Compression by prediction

Compression by prediction

The last couple of weeks I have been playing around with compression/decompression algorithms. This is a field that has always intrigued me. It gives me a magical feeling, like a magician you wave some algorithm around and suddenly the files shrink and bytes dissapear. With the same motion you can undo all your actions and re-generate the original files from thin air!

Arithmetic Coding

Arithmetic coding is a different method to encode bytes. On itself it doesn’t compress, but it is the backbone of a whole family of compression algorithms. To explain how it works we need some example text we want to compress: “ABACB”

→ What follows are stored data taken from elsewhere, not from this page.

PR #1547, opened 2026-08-18
feat(agnocast_kmod)[need-minor-update]: add prefix domain bridge rules

Koichi98:
## Description

A domain bridge rule names both cells it pairs, so every bridged topic has to be known when the rule is declared. That does not hold for a topic family whose members appear as processes start: an Agnocast service gives each caller its own response topic, named after the caller, and no configuration can list them in advance. Declaring the rule later does not work either, because grouping merges the two domains' id spaces and is rejected once an endpoint has joined.

`AGNOCAST_ADD_DOMAIN_BRIDGE_PREFIX_CMD` covers such a family with one declaration: every topic whose name starts with the prefix is paired with the identical name in the other domain. A prefix rule cannot rename, which is what lets one rule stand for names it has never seen.

Overlaps are rejected rather than resolved by precedence — in both directions against exact rules, and against nesting prefixes — so a lookup never has to choose between two candidates.

## How was this PR tested?

- [ ] Autoware
- [ ] sample application

## Notes for reviewers

Nothing on the publish or receive path changes: `domain_delivery_allowed()` reads the rule cached on the shared `topic_struct` and never looks at whether it is a prefix rule.

### Alternatives considered

**One response topic per service, callers correlating by client GID.** Naming the response topic after the service alone makes its rule exact, and prefix rules stop being needed at all; ROS 2 works this way, correlating a reply through `rmw_request_id_t` (client GUID and sequence number). Rejected here as reaching beyond bridging a service across domains: it changes the service wire format and the request/response path this PR does not touch, so it can regress existing behaviour, and it wakes every caller of a service on every response. Still an option to take later for the simpler design it gives.

**Each caller declaring the rule for its own response topic.** A caller knows the name, and could declare an exact rule synchronously before creating its subscription, keeping prefix matching out of the kmod. Rejected over what that does to rules: nothing removes a rule before module unload, so one accumulates per caller node name; a rejected declaration surfaces inside each caller's constructor instead of once at boot; and rule registration splits between the configuration and the callers.

**A domain group with an explicit name matcher.** Replacing the fixed pair with a set of domains plus a matcher (exact or prefix) subsumes this PR and lifts the two-domain limit `add_domain_rule()` carries a TODO for. Rejected as more than this use case needs -- grouping N domains divides one id space N ways and turns the direction check into a table -- but it remains the design to reach for if more than two domains ever have to be bridged.

## Post-merge checklist

`need-minor-update`

### DIFF
--- a/agnocast_kmod/agnocast.h
+++ b/agnocast_kmod/agnocast.h
@@ -297,6 +297,16 @@ struct ioctl_add_domain_bridge_args
   uint32_t to_domain;
 };
 
+// Bridges every topic whose name starts with topic_name_prefix, pairing it with the identical
+// name in the other domain. For topic families whose full names appear only at runtime and so
+// cannot be listed in a config -- an Agnocast service's per-client response topics.
+struct ioctl_add_domain_bridge_prefix_args
+{
+  struct name_info topic_name_prefix;
+  uint32_t from_domain;
+  uint32_t to_domain;
+};
+
 #define AGNOCAST_GET_VERSION_CMD _IOR(0xA6, 1, struct ioctl_get_version_args)
 #define AGNOCAST_ADD_PROCESS_CMD _IOWR(0xA6, 2, union ioctl_add_process_args)
 #define AGNOCAST_ADD_SUBSCRIBER_CMD _IOWR(0xA6, 3, union ioctl_add_subscriber_args)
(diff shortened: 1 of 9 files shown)


kobayu858:
> The lookup keeps scanning after a prefix match so that an exact rule for the same name would win. Registration rejects that overlap, so the precedence is a property the lookup does not depend on.

The description still says "The lookup keeps scanning after a prefix match so that an exact rule for the same name would win." The lookup now returns on the first prefix hit; the in-code comment states the new contract correctly, so it
is just the description that is stale. Worth fixing since that sentence is offered as the rationale for a property the code no longer has.

kobayu858 (approved):

Koichi98:
@kobayu858 
I've deleted the sentence! Thank you.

First we assign a probability to each symbol:

  • A: 45%
  • B: 40%
  • C: 15%

Lets change these probabilities into ranges from 0.0 to 1.0:

  • A: 0.00 to 0.45
  • B: 0.45 to 0.85
  • C: 0.85 to 1.00

Now we start reading our input (ABACB). The first character we find is ‘A’. First we do a lookup in the table, what range does ‘A’ have: 0.00 to 0.45. Lets remember these values as ‘low’ and ‘high’.

Time to encode the second character ‘B’. The first thing we need to do is reset our ranges to be between low and high:

  • A: 0.0000 to 0.2025
  • B: 0.2025 to 0.3805
  • C: 0.3805 to 0.4500

We want to encode ‘B’, so we’ll end up with low=0.2025 and high=0.3805. Time to update the table again:

  • A: 0.2025 to 0.2826
  • B: 0.2826 to 0.3538
  • C: 0.3538 to 0.3805

Encode ‘A’, we get low=0.2025 and high=0.2826. And adjust the table again:

  • A: 0.202500 to 0.238545
  • B: 0.238545 to 0.270585
  • C: 0.270585 to 0.282600

Encode ‘C’, we get low=0.270585 and high=0.282600. Adjust the table one last time:

  • A: 0.27058500 to 0.27599175
  • B: 0.27599175 to 0.28079775
  • C: 0.28079775 to 0.28260000

So, lets encode the final symbol ‘B’ and stop right here. Now we save/output a value betwee low (0.27599175) and high (0.28079775) which takes the least amount of bytes, for example 0.28!

Now I we want to decode our message “0.28” we start by building the ranges again, these are the same as the first table above. Now we look at which range our 0.28 fall in. The result is ‘A’ (between 0.0 and 0.45). So we output this symbol. Next we have to update the table, because we outputted ‘A’ we know our encoder encoded ‘A’, so we can follow the same steps as the encoder did and update the ranges in the same way, so we’ll end up with the second table (with values between 0.0 and 0.45). If we look at 0.28 it now falls into range ‘B’, so we output ‘B’ and adjust again.

As you can see this number “0.28” describes our whole message “ABACB”! So we encoded a whole message in one small number. There are a lot of improvements possible to implement this algorithm efficiently, for example look at range encoding. Another website that helped me a lot is this basic arithmetic coding by Arturo Campos.

Prediction

The previous example works great, but there is a problem… if we assign equal probabilities to each possible symbol (each byte) we won’t compress anything! The example above works because I took bigger probabilities for A and B then for C… So for it to work we need to guess the correct probabilities, and the better we do this, the smaller our file gets! Luckely there are a couple of methods to assign/guess these probabilities.

Read and save table

One thing you can do is to first read the whole file and save the amount you see each character. Then you can scale these amounts into probabilities between 0.0 and 1.0 and save these probabilities to a file. Next we can use these probabilities to encode (and decode) our message! This will take quite a bit of overhead because you have to save the table..

Runtime adjustment

Another thing we can do is to just start with equal probabilities for each symbol and adjust the probabilities during the encoding. If we use the same method in encoding and decoding our probability table will remain the same.

Prediction by Partial Matching (PPM)

So, we can adjust the probabilities at runtime and for example count all the symbols we have seen. But why stop there? For example in a piece of English text, the letter ‘E’ will probably have the highest count/probabilty. But if we encouter the symbols: “COMPRESSI” we know the next character will likely be an “O”, not an “E”! So what if we can enlarge our context? This is what PPM does, looking at the bigger picture. Not only count single symbols, but also combinations. The longer the combinations the more specific our predictions get (but also more memory is needed).

Context Mixing (CM)

With PPM you have one model which predicts the probability of the next symbol by looking at its past statistics. But why stop there? With Context Mixing (CM) you can have multiple models predicting the next symbol work together. When you do this right you and predict the next symbol even better and thus get better compression ratios! This is how the best current compression algorithms work.

Other methods

This is just one family of compression algorithms, there are a lot more which I won’t describe here (yet?). Instead of processing/guessing the next symbol you could also replace long series of symbols with shorter unique symbols. This is known as dictionary coding, an entire other family of compressors (including LZ, zip, gz).